He shakes his head, but then sourly adds, “Emotionally though. Making all efforts to put up a distance with a huge wall, if you can call it that.”

“Well, that’s just as awful as my situation then!” I boldly declare. “And you’ve been trying to deal with it, to even nudge otherwise?”

His hand flinches and once again he’s going back to that goddamn scar that’s now irritating me so much, even though the poor man can’t help it, really. 

“Yeah.” But then something is ticking him off. I can feel it, am more aware of these in my current state of mind. “ _Fuck_ ,” he blurts out, “no, I… I didn’t _ask_ for any of this, even though I _chose_ to. What the hell am I _thinking_?!”

I don’t know why, but I’m feeling hurt. I can feel his pain so well, so vividly and tangibly. And I know why, because his pain is what I’m feeling too and it fucking hurts so much. He’s so angry, and I know how that feels, to be angry and frustrated and not wanting to feel helpless at all but when in cold reality you _are_ helpless.

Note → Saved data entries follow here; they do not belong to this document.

Issue #974, opened 2016-04-21
data can be lost when problems in commitTransaction happen


rgerhards:
Thanks to Kane Kim for identifying this.

The full begin of this story is on the rsyslog mailing list (e.g. http://lists.adiscon.net/pipermail/rsyslog/2016-March/042379.html), but we should have it on github especially as this may involve coordinated development. Short summary:

During end transaction processing, errors are not handled as good as possible. This is already indicated by a TODO comment: https://github.com/rsyslog/rsyslog/blob/master/action.c#L1236

The comment is partly outdated (see ML), but the core idea is correct. I think it would also be the proper spot to begin to extend things.

The best plan to address this is:

The plan acutally is:
1. get a testbench test to expose that problem -- this greatly eases debugging  line of thought is to update omfile, which is needed anyhow, so that we can induce errors via it
2. add missing functionality to write error file this does not directly address the issue, but is useful and ensures we are on the right path
3. check the end transaction endpoint. After review of old notes and some thinking, I think that      part of the "not yet implemented" comment is actually right. It's not as easy as suggested by it,  but we probably can do better.

During implementation, specifics of engine shutdown need to be considered. Let me stress that I think having a testbench test case is vital in order to apply any changes, as we must make sure this works well on many platforms, which almost rules out manual testing.

I would definitly and strongly recommend to tackle this beast in the order given above. I would also go for low-hanging fruits at first. David Lang has suggested advanced transaction error handling on the ML. This makes sense, but there are many subtle issues to consider. Unfortunately, I cannot elaborate much here, but the bottom line is that we need to have actions explicitely opt-in to use that functionality. So I strongly suggest to do anything advanced only after the base functionality described here is solid.

It should be save if the implementation blocks for the configured number of retries (and watching shutdown state) at the line mentioned above. One might look at the equivalent code path in the non-transactional case.

rgerhards:
moved the error file enhancement to its own issue tracker #1836 so that we can finally close the core issue here.

PR #1070, opened 2016-06-21
fix issues in action commitTransaction processing

rgerhards:
This also includes testbench enhancements.

see #500, #974 for more details

### DIFF
--- a/action.c
+++ b/action.c
@@ -1283,14 +1283,13 @@ actionCommit(action_t *__restrict__ const pThis, wti_t *__restrict__ const pWti)
 			ABORT_FINALIZE(RS_RET_FORCE_TERM);
 		} else if(iRet == RS_RET_SUSPENDED) {
 			iRet = actionDoRetry(pThis, pWti);
-			if(iRet != RS_RET_OK) {
+			if(iRet == RS_RET_FORCE_TERM) {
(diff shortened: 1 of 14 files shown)


action.c
```diff
@@ -1257,11 +1277,22 @@ actionCommit(action_t *__restrict__ const pThis, wti_t *__restrict__ const pWti)
 	bDone = 0;
 	do {
 		iRet = actionTryCommit(pThis, pWti);
-		DBGPRINTF("actionCommit, in retry loop, iRet %d\n", iRet);
+		DBGPRINTF("actionCommit, action %d, in retry loop, iRet %d\n",
+			pThis->iActionNbr, iRet);
+		if(iRet == RS_RET_FORCE_TERM) {
```
portante, line 1282: Should we then remove the same test on line 1292?

rgerhards, line 1282: no, because RS_RET_FORCE_TERM really tells us to finish as quickly as possible. So it is better to check before each potentially time-consuming task. But I appreciate your note!

side-note: while this code is better than what was there previously, some more refactoring is strongly desired and on my todo list. I just want to push this here as quickly as possible, as it definitely solves a number of hard-to-track issues (that we have seen on the issue trackers and mailing list).

portante:
@rgerhards, nice, that makes sense.  Thanks.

“I think we should leave,” I suggest, rationality still there in my head and fighting to get away from the urge to round up more shots in order to avoid any of us getting considerably worse. 

He doesn’t say anything else, so I assume he will not fight back. I then quickly hail over a bartender and he fires up a tab for me, which I state will be under me. My drinking companion seems to understand, for when I go over to him to get him up as well, he doesn’t hold back at all. Sure, maybe I stumble a bit (while he doesn’t), but we make it out of the bar and out into the open space. As soon as we leave the door, we head out to the adjacent parking lot. 

Just then, I feel a smack on my back and I nearly topple over, but manage to catch myself. Self-defense kicking in, I spin around and aim to hit him back. He blocks it automatically. It pains me to feel that I couldn’t even rely on him now, not even after _everything_ I think I had said to him deals with the things I never wanted to talk or even think about in the very first place.

“What the hell do you think you’re doing, bastard?!” I scream at him.

“What the hell do you think _you’re_ doing?” he yells back at me, letting go of my arm. “Forget about what I told you all those rounds of drinks. I shouldn’t have. I didn’t come here to talk at all.”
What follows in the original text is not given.